Oscar-nominated for the stunning Mirai at the 91st Academy Awards, director Mamoru Hosoda returns with an even stronger burst of human emotion and visual splendor. Belle — which already racked up some notable Annie nominations — packs an ambitious wallop despite recounting us with a tale as old as time. This is not a somber, melodramatic reimagining of Beauty and the Beast, nor is it a spiritual sibling of Disney’s classic 1991 version. In fact, the source material is given a “meta” purpose, whereby characters use the iconic fairy tale romance as a means of self-expression.
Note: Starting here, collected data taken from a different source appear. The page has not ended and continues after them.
PR #1085, opened 2020-04-20
a11y: button tags instead of role="button" in clickable SfIcon + molecules with v-focus

### LINKED ISSUE #1084: [REFACTOR] [a11y] Change `role="button"` elements to native <button>
**Describe the bug**
SfIcon in many cases acts as a button and has `role="button"` 
**Expected behavior**
Elements which are clickable should be native elements `<button>`

justyna-13:
# Related issue
Closes #1084 

# Scope of work
role="button" in SfIcon changed on button tags
SfCircleIcon is a button so no need to add role="button"


packages/vue/src/components/molecules/SfBar/SfBar.vue
```diff
@@ -1,38 +1,38 @@
...
-        <SfIcon
-          v-if="back"
-          icon="chevron_left"
-          size="14px"
-          role="button"
-          aria-label="back"
-          @click="$emit('click:back')"
-        />
-      </div>
+        <button v-focus class="sf-bar__icon">
```
martaradziszewska, line 4: maybe we can use `SfButton` here, wdyt? @justyna-13

packages/shared/styles/components/molecules/SfNotification.scss
```diff
@@ -60,6 +60,8 @@
     top: var(--notification-close-top, var(--spacer-xs));
     right: var(--notification-close-right, var(--spacer-xs));
     cursor: pointer;
+    background: transparent;
```
martaradziszewska, line 63: maybe we should add some modifier to button ? like `--icon` - now we have many repeated properties to remove properties, wdyt @justyna-13 @pspaczek  ?

packages/vue/src/components/molecules/SfBar/SfBar.vue
```diff
@@ -1,38 +1,38 @@
...
-          icon="cross"
-          size="14px"
-          role="button"
-          aria-label="close"
-          @click="$emit('click:close')"
-        />
-      </div>
+        <button v-focus class="sf-bar__icon">
+          <SfIcon
+            v-if="close"
```
martaradziszewska, line 20: `v-if` should be on button, the same as `aria-label` and click method. Please check other icons :)

packages/vue/src/components/molecules/SfBar/SfBar.vue
```diff
@@ -1,38 +1,38 @@
...
+            aria-label="close"
+            @click="$emit('click:close')"
+          />
+        </button>
     </slot>
   </div>
 </template>
 <script>
 import SfIcon from "../../atoms/SfIcon/SfIcon.vue";
+import { focus } from "../../../utilities/directives/focus-directive.js";
```
martaradziszewska, line 32: if we use SfButton, we don't have to import focus :)

packages/vue/src/components/organisms/SfCollectedProduct/SfCollectedProduct.vue
```diff
@@ -13,11 +13,9 @@
       >
     </slot>
     <slot name="more-actions">
-      <SfIcon
-        icon="more"
-        role="button"
-        class="sf-collected-product__more-actions mobile-only"
-      />
+      <button class="sf-collected-product__more-actions mobile-only">
```
martaradziszewska, line 16: this button should have descriptive aria-label because there is no text inside. Please check other elements

packages/shared/styles/components/molecules/SfNotification.scss
justyna-13: Sounds good for me :) we have some places where we change the same properties for button with icons

packages/vue/src/components/molecules/SfBar/SfBar.vue
justyna-13: If @pspaczek agrees on the new modifier to button then it'll be better with SfButton here but if not, then I'd rather stay with button tag - will be less changes to do :)

packages/shared/styles/components/molecules/SfNotification.scss
pspaczek: button--unstyled? Then you can use it for all case, not only for icon. @martaradziszewska, @justyna-13?

pspaczek: button--unstyled === reset button styles

pspaczek: https://github.com/DivanteLtd/storefront-ui/issues/1116 issues

pspaczek:
@justyna-13 thank you, here you can find issues for improve this PR https://github.com/DivanteLtd/storefront-ui/issues/1116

With his latest anime fantasy adventure, Hosada demonstrates a surprising amount of insight into how our internet generation communicates. Pop culture referencing has become a safe way to reveal deep feelings without necessarily spilling the ugly details. While Belle is guilty of getting caught up in overt sentimentality, it does one thing absolutely right: prove that certain digital connections can rehabilitate the soul in ways that real-life ones simply cannot. However, this does not mean all life’s woes can be solved with a cutesy avatar and a compelling online narrative. But if you’re able to make a profound impact on thousands of lives without ever having met them, surely you have the capacity to matter to someone offline as well.
No one needs more convincing of this than high school student Suzu Naito (Kaho Nakamura), scarred by a traumatic childhood accident that left her self-worth in shambles. Even her best friend Hiroka (Lilas Ikuta) treats her like a sympathy case to fix. Nothing seems to brighten Suzu’s inner light, not even when her father (Kōji Hashimoto) requests her company for dinner despite knowing she’ll decline.
She also cannot shake her childhood crush on Shinobu (Ryo Narita), who has grown into a strapping young man with a flock of admirers. Suzu convinces herself that he still looks at her like a helpless victim instead of a potential lover. Comparing herself to classmate Ruka (Tina Tomashiro) only makes things worse, as conventional beauty standards override the possibility that Suzu is equally attractive in Shinobu’s eyes.
The only means of escaping her toxic shame is to log into “U,” a virtual reality app game that has overtaken the globe. Much like the popular PC game “Second Life,” “U” provides an entirely digitized world for users to interact and evolve, with social currency being the key to thriving in this new plane of existence. A player’s avatar is finalized once the system does a full biometric scan, combining their likeness and aspired physical representation to create an “ideal” version of their digital identity. For Suzu, the result is a slender, picturesque Princess-like figure with a voice that captivates like no other.
Pretty soon, this avatar named “Belle” becomes a pop sensation, amassing large crowds to witness her concerts. Although Suzu never transforms into a narcissistic pop diva, she never could have imagined that her singing abilities — a talent hidden out of stage fear — could be such a gift to the online community.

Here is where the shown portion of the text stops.